Когда я проснулась, в спальне было темно, ноги мои были широко раздвинуты, а надо мной смутно белело чье-то лицо с зажмуренными глазами и крепко закушенной нижней губой. На мгновение мне показалось, что это каноник, невесть откуда взявшийся в доме! На нем был белый подрясник с капюшоном и широкими рукавами, перехваченный поясом, — а то, что он в меня заталкивал с таким усилием, было ледяным и острым, спросонья я даже подумала, что это сосулька, отломанная от карниза. Я закричала, оттолкнула каноника, свалившегося на пол и оказавшегося Дарюсом в банном халате, встала с кровати и пошла искать ванную, чтобы умыться. В глазах у меня мутилось, пришлось идти по стенке, держась за нее руками, голова болела так, что даже скинув платье и забравшись под душ, я еще несколько минут мычала от боли. Горячая вода хлестала мне в живот, и в нем тоже обнаружилась боль. Выйдя из душа, я взяла свое платье в руки и сразу увидела пятно на подоле, похожее на лилового детеныша осьминога.
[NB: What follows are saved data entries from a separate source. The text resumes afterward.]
Issue #402, opened 2015-06-28
line directive and extra language


masatake:
During previewing 
Units/review-needed.r/line_directives.c.d/input.c
I got a coredump.

```
[yamato@x201]~/var/ctags-github% cat /tmp/input.c 
#line 2 f.f
#define x
[yamato@x201]~/var/ctags-github% ./ctags -o - --fields='+l' --line-directives /tmp/input.c 
ctags: main/parse.c:1279: isLanguageKindEnabled: Assertion `kindOpt = langKindOption (language, kind)' failed.
zsh: abort (core dumped)  ./ctags -o - --fields='+l' --line-directives /tmp/input.c
```

With `#line` directive, ctags changes the values of global variables for input file name and its language. In the above example the language is changed from c to fortran.
Though the values are changed, C parser continues parsing and making a tag.
The kind of a tag created by c parser is verified by comparing with fortran's kind table.
`x` has a kind `d`, macro definition while fortran parser doesn't know `d` .
This gap makes the assertion failure.

I was afraid that a code I introduced ago triggers this assertion. However, it does not.
The exuberant ctags doesn't have the assertion line in its source code.
 As the result it generates a bit strange  tags file.

```
[yamato@x201]~/var/ctags-github% ctags -o - --fields='+l' --line-directives /tmp/input.c 
ctags: Warning: Ignoring non-option in ./.ctags

x	/tmp/f.f	2;"	d	language:Fortran	file:
```

Though the language is Fortran, a kind `d`, which Fortran parser doesn't know, is used.

This is a blocker for moving 
Units/review-needed.r/line_directives.c.d to Units/parser-c.r/.

QingmingHe:
Fortran macro definition is much like that in C (or even the same? Gfortran pre-process Fortran code via **--cpp** option). **d kind** should be supported by ctags but not implemented yet. It's on my schedule...

I've no idea how to implemented yet. Maybe through optlib in the first step? But the output tags is duplicate with **--regex-Fortran** options.
```
qmhe@pu:/tmp$ ~/codes/ctags/ctags -o - --fields='+l' --line-directives --regex-Fortran="/^# *define +([[:alnum:]_]+)/\1/d,definitions/" input.c 
x       f.f     /^#define x$/;" d       language:Fortran
x       f.f     /^#define x$/;" d       language:Fortran        file:
```

masatake:
[...]

PR #680, opened 2015-11-15
Add reference tag

masatake:
Traditionally ctags collects the information for locating where an
object having name is DEFINED.

In addition Universal-ctags supports reference tags. If ``r`` extra
tag is enabled, universal-ctags collects the information for locating
where an object having name is REFERENCED. This feature is proposed
by @shigio on #569 for GNU GLOBAL.

Let me show some examples. Here is the target input file named reftag.c.

.. code-block:: c

    #include <stdio.h>
    #include "foo.h"
    #define TYPE point
    struct TYPE { int x, y };
    TYPE p;
    #undef TYPE

Traditionally output:

.. code-block:: console

    $ ./ctags -o - reftag.c
    TYPE	reftag.c	/^#define TYPE /;"	d	file:
    TYPE	reftag.c	/^struct TYPE { int x, y };$/;"	s	file:
    p	reftag.c	/^TYPE p;$/;"	v
    x	reftag.c	/^struct TYPE { int x, y };$/;"	m	struct:TYPE	file:

Output with enabling ``r`` extra tag:

.. code-block:: console

    $ ./ctags --list-extras | grep ^r
    r	Include reference tags	off
    $ ./ctags -o - --extra=+r reftag.c
    TYPE	reftag.c	/^#define TYPE /;"	d	file:
    TYPE	reftag.c	/^#undef TYPE$/;"	d	file:
    TYPE	reftag.c	/^struct TYPE { int x, y };$/;"	s	file:
    foo.h	reftag.c	/^#include "foo.h"/;"	h
    p	reftag.c	/^TYPE p;$/;"	v
    stdio.h	reftag.c	/^#include <stdio.h>/;"	h
    x	reftag.c	/^struct TYPE { int x, y };$/;"	m	struct:TYPE	file:

`#undef X` and two `#include` are newly collected. Reference tags may
have "role" information representing how it is
referenced. Universal-ctags print the role information when `r` field
is enabled with ``--fields=+r``. (If a tag doesn't have no specialized
role, `generic` is used as the name of role.)

.. code-block:: console

    $  ./ctags -o - --extra=+r --fields=+r reftag.c
    TYPE	reftag.c	/^#define TYPE /;"	d	file:
    TYPE	reftag.c	/^#undef TYPE$/;"	d	file:	role:undef
    TYPE	reftag.c	/^struct TYPE { int x, y };$/;"	s	file:
    foo.h	reftag.c	/^#include "foo.h"/;"	h	role:local
    p	reftag.c	/^TYPE p;$/;"	v
    stdio.h	reftag.c	/^#include <stdio.h>/;"	h	role:system
    x	reftag.c	/^struct TYPE { int x, y };$/;"	m	struct:TYPE	file:

`Reference tag marker` field is specialized to GNU global requirement; D is used
for the traditional definition tags, and R is used for the new reference tags.
The field can be used only in ``--_xformat`` option.

.. code-block:: console

    $ ./ctags -x --_xformat="%R %-16N %4n %-16F %C" --extra=+r reftag.c
    D TYPE                3 reftag.c         #define TYPE point
    D TYPE                4 reftag.c         struct TYPE { int x, y };
    D p                   5 reftag.c         TYPE p;
    D x                   4 reftag.c         struct TYPE { int x, y };
    R TYPE                6 reftag.c         #undef TYPE
    R foo.h               2 reftag.c         #include "foo.h"
    R stdio.h             1 reftag.c         #include <stdio.h>

Though the facility for collecting reference tags is implemented, only
few parsers utilized it now. All available roles can be listed with
``--list-roles`` option:

.. code-block:: console

    $ ./ctags --_list-roles
    C	d	undef	undefined	on
    C	h	system	system header	on
    C	h	local	local header	on
    C++	d	undef	undefined	on
    C++	h	system	system header	on
    C++	h	local	local header	on
    DTS	d	undef	undefined	on
    DTS	h	system	system header	on
    DTS	h	local	local header	on
    Make	I	generic	non-categorized generic role	on
    Make	I	optional	included as an optional makefile	on
    Sh	s	generic	non-categorized generic role	on
    Vera	d	undef	undefined	on
    Vera	h	system	system header	on
    Vera	h	local	local header	on

The first column shows a name of parser.
The second column shows a name of kind.
The third column shows a name of role.
The fourth column shows description of the role.
The first column shows whether the role is enabled or not.
Currently ctags doesn't provide the way for disabling a
specified role.

----

* About documentation more work is needed based on #569.
* reftag code for scheme language is not merged yet.
* reftag for python import directive must be implemented.
* @FOO@ can be reftag. This should be handled in read.c.
* reftag for java import directive will be useful.
* FILE in `#line LINENUM FILE` can be captured as a reftag. See #402.


masatake:
@vhda, I will wait for your ack. As far as I recnognized, there is no serious compatibility issues between exuberant-ctags.

compatibility issues between exuberant-ctags
I'm afraid that I introduced new contradictions in conception level.
But in some area I found reference tags and roles solve
old contradictions. See #402 for example.

vhda:
After reviewing everything I see no problems merging this change.

I do have one question: in future you also intend to support other "reference roles" like variable assignments, for example?

It is strange to me to have ctags parse references to tags because in general if we want to search for a tag we will be **at** the reference location. But then again, GLOBAL appears to use this information, so I see no reason not to provide this functionality when we have someone using it.

Unfortunately, this feature is not going in the direction of #80 as I originally thought when we started discussing the "references" topic.

I will reassign this back to you, as I have not analyzed the code in enough detail to feel comfortable to merge it myself.

masatake:
@vhda, thank you for reviewing.

> I do have one question: in future you also intend to support other "reference roles" like variable assignments, for example?

Yes. However, implementing such fine-grained roles makes developing a parser harder. So I predefined "generic role".

> It is strange to me to have ctags parse references to tags because in general if we want to search for a tag we will be at the reference location. But then again, GLOBAL appears to use this information, so I see no reason not to provide this functionality when we have someone using it.

Your recognition is correct. Reference tags are not useful for classical tools. The classical tools utilize tags files for completion, jumping-to-definition and navigation.

 
Reference tags are for new tools like GLOABL. I image these tools may utilize tags file for querying.
The tool may answer following kind of questions:
* which function changes this global variable?
* which functions calls this function?
Reference tags is for these question. Actually GLOBAL answers these questions.

> Unfortunately, this feature is not going in the direction of #80 as I originally thought when we started discussing the "references" topic.

Reference tags will contribute improving the quality of the "hints".

> I will reassign this back to you, as I have not analyzed the code in enough detail to feel comfortable to merge it myself.

vhda:
Great job @masatake and very good documentation section.

masatake:
Thanks.

bam80:
Thanks for the addition.
Do we have any Vim plugins making use of the new reference tag type?

PR #686, opened 2015-11-17
Roundtrip test

### LINKED ISSUE #685: How to test readtags.c?
I am running into a problem with readtag.c

I use this in my notepad++ plugin but when run it on this file, it crashes my plugin.
https://github.com/notepad-plus-plus/notepad-plus-plus/blob/master/scintilla/test/examples/x.cxx

readtags has a problem parsing the "M" tag that gets generated, most likely because of the "\" at the end of the search pattern. Note that this x.cxx file compiles just fine.

I am still struggling to build readtags.exe with any of the Windows compilers. So debugging the exact problem is a bit hard ATM, but I will get there :-)

I want to know if we have a way to test this readtags parser? If not, any thought how we can create proper tests for readtags?

masatake:
Close #685.

### DIFF
--- a/Makefile.in
+++ b/Makefile.in
@@ -372,6 +372,7 @@ commit-stamp: FORCE
 # check
 #
 CTAGS_TEST = ./$(CTAGS_EXEC)
+READ_TEST = ./$(READ_CMD)
 ifdef VG
 VALGRIND=--with-valgrind
 endif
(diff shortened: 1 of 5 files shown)


masatake:
@ffes, could you try this?

masatake:
...I should provide the way to run this under valgrind.

masatake:
Whether should I use "--" or "-" as a separator between options and name arguments?

ffes:
I just tried your adjusted readtags.c and it fixes the problem! Thanks!!!

ffes:
Just tested with the new readtags.c on two other (rather large) source trees at the office where I had similar problems, but didn't had/took time to investigate the cause of the problems. They both now work as expected as well, so apparently it was the same problem. So again, thanks! :-)

PR #694, opened 2015-11-27
Repair --line-directive option

### LINKED ISSUE #402: line directive and extra language

masatake:
Close #402.

Universal-ctags --line-directive option is broken as reported in #402.
This patch set fixes it. Though the many areas are changed, the patch set
just makes the behaviour of u-ctags with --line-directive option as the same as
e-ctags. Nothing interesting feature like adding new role for reference tags is added here.

However, in this patch set, macros, types, and functions  in read.h are reorganized.
See docs/internal.rst for more details.


masatake:
@k-takata, I have a question.

Is there way to detect whether a test is run on Appveyor or not from an environment variable or something?

About on Travis TRAVIS is defined. So I can use it in Makefile like:

```
ifdef TRAVIS
SHOW_DIFF_OUTPUT=--show-diff-output
endif
```

I need the same on Appveyor.

masatake:
Maybe I should modify appveyor.bat.

k-takata:
http://www.appveyor.com/docs/environment-variables
`APPVEYOR` is set to `True`.

masatake:
@k-takata, thank you. I will withdraw acd188f when merging.

masatake:
Finally I got the diff output of failed case.

```
+ sed -e 's/./	\0/' /c/projects/ctags/Units/parser-c.r/line_directives.c.d/DIFF.tmp
	--- ./Units/parser-c.r/line_directives.c.d/expected.tags	2015-11-27 07:49:18.369964400 +0000
	+++ /c/projects/ctags/Units/parser-c.r/line_directives.c.d/FILTERED.tmp	2015-11-27 07:53:14.307741300 +0000
	@@ -1,5 +1,5 @@
	-a	a.c	10;"	v	language:C
	-b	b.c	20;"	v	language:C
	-c	c.c	30;"	v	language:C
	-d	OK.zzz	2;"	v	language:NEWLANG
	-e	OK.y	100;"	v	language:YACC
	+a	line_directives.c.d\\a.c	10;"	v	language:C
	+b	line_directives.c.d\\b.c	20;"	v	language:C
	+c	line_directives.c.d\\c.c	30;"	v	language:C
	+d	line_directives.c.d\\OK.zzz	2;"	v	language:NEWLANG
	+e	line_directives.c.d\\OK.y	100;"	v	language:YACC
+ echo
 
+ '[' 5 = 0 ']'
```

masatake:
@k-takata, @ffes, on  "Environment: compiler=msys2, MSYS2_ARCH=x86_64, MSYS2_DIR=msys64, MSYSTEM=MINGW64" what kind of file separator should ctags use when emitting a file path to tags file?
/ or \\ ? 

Search "RAWOUT" in https://ci.appveyor.com/project/masatake/ctags/build/1.0.351/job/jkllof55cpun23cm 
New code it seems that new code I introduced uses both / and \\.

masatake:
old-docs/NEWS.exuberant:
```
* Added compile time option to separate path components with a unix-style path
  separator for sharing tag file across platforms, enabled by defining the
  label UNIX_PATH_SEPARATOR [Win32].

```

masatake:
The separator issue is not new in this patch set.
I decide to inject a filter as a workaround. 
https://github.com/masatake/ctags/blob/repair-line-directive-option/Units/parser-c.r/line_directives.c.d/filter

PR #696, opened 2015-11-27
units: don't remove 'r' suffix from category name when displaying the name

masatake:
Just for improving the appearance of units output, I removed 'r' suffix
from categories of units test cases. This is just inconvenient when
one wants to access to a result of a failed test case.


b4n:
Untested, but I agree stripping the `.r` is cute but inconvenient, and changes look reasonable.

PR #700, opened 2015-12-01
Change the build system to Automake

masatake:
Just for building on travis and appveyor.
misc/dist-test-cases are used for gathering the name of test releated files to  EXTRA_DIST.

Many parts are rearranged from the original @mike-burns 's verison.

Close #132.


masatake:
Checks on ci are passed. We can start more work from here.

masatake:
make dist works fine but make distcheck is failed.

masatake:
As far as checks on travis and appvoyer are passed, I would like to merge changes because this is the bottle neck of merging other PRs.

masatake:
I don't want to install readtags.o and readtags.h in our initial released version(1.0).
(readtags command will be installed.)

Any objection?

masatake:
I will try to merge the translator related commits first.
So Makefile.am can simplified.

I will merge commits up to 14d0731.
The I will try to merge the translator related commits (#614).
Then I will merge commits after 14d0731.

Two issues I would like to fix before merging:
* making make distcheck work, and
* embeding git id if make run in a git repository.

So I would like to you to review up to 14d0731(Use automake) first.

masatake:
I have found more commits after "Use automake" " can move before "Use automake".

masatake:
data/optlib/default.ctags must be generated at build-time.
Anyway commits up to "Use automake" may be ready to merge.

masatake:
Rebased.
TODO:
1. installing readtags.o and readtags.h,
2. cleanup configure.ac, and
3. embedding git id.

Anyway the original automake patch is much simplified.
Soon we can do make dist!

masatake:
I think these are ready to be merged.

masatake:
I don't embed the commit id when building a tagged version as suggested by @k-takata.
I should embed the tag instead but I don't have enough energy to complete it.

masatake:
@k-takata, could you look at c409ec9 ?
I updated my commits based on your comment.

k-takata:
Currently, `PROGRAM_VERSION` is defined as "Development" in ctags.h.
I think it will be changed to "1.0.0" when 1.0.0 is released and we will have a tag "1.0.0" or something like that.
In this case, `./ctags --version` will output `Universal Ctags 1.0.0(1.0.0), ...`, I think.
Is this an intended behavior?

masatake:
Oh, I see. I will try to fix it.

masatake:
@k-takata, updated.
We have to rethink about how and where the version should be defined.
It we just use configure, we should define the version in configure.ac. Very simple.
However, we have to deal with the platforms where configure is not used.
Further more we have to make a tag on git repository when releasing....

masatake:
I compare PACKAGE_VERSION and ctags_repoinfo when printing the version information.

I have to say it is not a good idea. I cannot find a good alternative. This is very related to our release process.

Makefile.am
```diff
@@ -0,0 +1,75 @@
...
+MAIN_HEADS += $(REGEX_HEADS)
+endif
+
+ctags_CPPFLAGS = -I. -I$(srcdir) -I$(srcdir)/main
+ctags_CPPFLAGS+= $(DEBUG_CPPFLAGS)
+ctags_CPPFLAGS+= $(FNMATCH_CPPFLAGS)
+ctags_CPPFLAGS+= $(REGCOMP_CPPFLAGS)
+ctags_CPPFLAGS+= -DHAVE_REPOINFO_H
+
+ctags_CFLAGS   = -g -O2
```
b4n: this probably shouldn't be forced, should it?

Makefile.am
```diff
@@ -0,0 +1,75 @@
...
+ctags_CFLAGS  += $(COVERAGE_CFLAGS)
+ctags_CFLAGS  += $(CGCC_CFLAGS)
+
+nodist_ctags_SOURCES = $(REPOINFO_HEADS)
+BUILT_SOURCES = $(REPOINFO_HEADS)
+CLEANFILES = $(REPOINFO_HEADS)
+$(REPOINFO_OBJS): $(REPOINFO_SRCS) $(REPOINFO_HEADS)
+if BUILD_IN_GIT_REPO
+GEN_REPOINFO = $(srcdir)/misc/gen-repoinfo
+$(REPOINFO_HEADS): $(srcdir)/.git/*
```
b4n: should also probably depend on `$(GEN_REPOINFO)`

Makefile.am
```diff
@@ -0,0 +1,75 @@
...
+	$(GEN_REPOINFO) > $@
+endif
+if !BUILD_IN_GIT_REPO
```
b4n: AFAIK Automake supports `else`

Makefile.am
masatake: I wonder why I forgot this. Thank you.

masatake:
@b4n, thank you. I will make a PR based on your comment.

PR #702, opened 2015-12-03
miscellaneous build script cleanups derived from @mike-burns's automake PR

masatake:
Looking carefully the PR, more than half of commits are independent from
automake; even if we don't introduce automke, the commits are still meaningful.


masatake:
@mike-burns 	gnu_regex requires __USE_GNU

this commit is needed in  Environment: compiler=msys2, MSYS2_ARCH=x86_64, MSYS2_DIR=msys64, MSYSTEM=MINGW64 .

— И потом у тебя родилась дочь?
— Да. Агне. Только я не знаю, кто из них ее отец.
— Из них?
— Ну да, из них. Когда я рассказала своему жениху о том, что со мной случилось, я думала, что он сочтет себя оскорбленным, отправится к сопернику и изобьет его до полусмерти. А еще лучше — до смерти. Помню, что накрапывал дождь, мы сидели на берегу Нерис, на его кожаной куртке, и курили, земля была студеной, я старалась говорить спокойно, но крепко нервничала. Пранас выслушал меня, встал, отбросил сигарету, посмотрел мне в лицо с каким-то тоскливым любопытством, взял мою косу, намотал ее себе на руку и толкнул меня на землю. Больше мы не разговаривали, я даже плакать не могла, такое это было молчание, вязкое, как сосновая смола. Он отпустил меня домой через десять минут, вернее, я сама встала, отряхнула плащ и ушла — без единого слова, в том же смолистом безучастном молчании.
— А что было потом? — спросил я, превозмогая желание выйти из палаты на свежий воздух.
— Ничего хорошего не было. Слова меняют молекулы тела, сказал один старый поэт, после этого вечера я поняла, что молчание — тоже меняет. В моем теле появилось что-то враждебное, болезненное, как колючка под ногтем, это что-то ныло, гудело, будто электрическое реле, я почти перестала говорить и часами сидела в кресле, пугая хозяйку квартиры. С тех пор, как меня отправили жить на Немецкую улицу, к дальней родственнице отца, мы с ней ссорились почти каждый день, но отец платил старухе сто рублей за мой пансион, и это заставляло ее терпеть, стиснув зубы. Ее звали Софья, эту старуху, она ходила в православную церковь и знала всех батюшек по именам. Глядя на нее, я часто думала о кьяроскуро, черно-белом освещении, которым пользовался Рембрандт. Если бы она дала себя нарисовать, я бы посадила ее на стул и попробовала направить свет из окна в угол комнаты, чтобы обвести ее скулы и плечи густой и блестящей, будто китайская тушь, темнотой.